(Assigned task)
Report every line in the listing that contains the string "download".

(Data segment)
"""

PR #379, opened 2025-09-25
Add resumable download logic

NicoHinderling:
When testing yesterday, I uploaded larger uploads like [Firefox](https://www.emergetools.com/build/85d4934e-cc53-4efd-b6b6-27e8002eaacb) and [SF Duel](https://www.emergetools.com/build/64224eb7-53b8-4b60-992f-6d340042c747) and realized that the download logic is still breaking consistently with large enough files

"""

(Your response)
Add resumable download logic
When testing yesterday, I uploaded larger uploads like [Firefox](https://www.emergetools.com/build/85d4934e-cc53-4efd-b6b6-27e8002eaacb) and [SF Duel](https://www.emergetools.com/build/64224eb7-53b8-4b60-992f-6d340042c747) and realized that the download logic is still breaking consistently with large enough files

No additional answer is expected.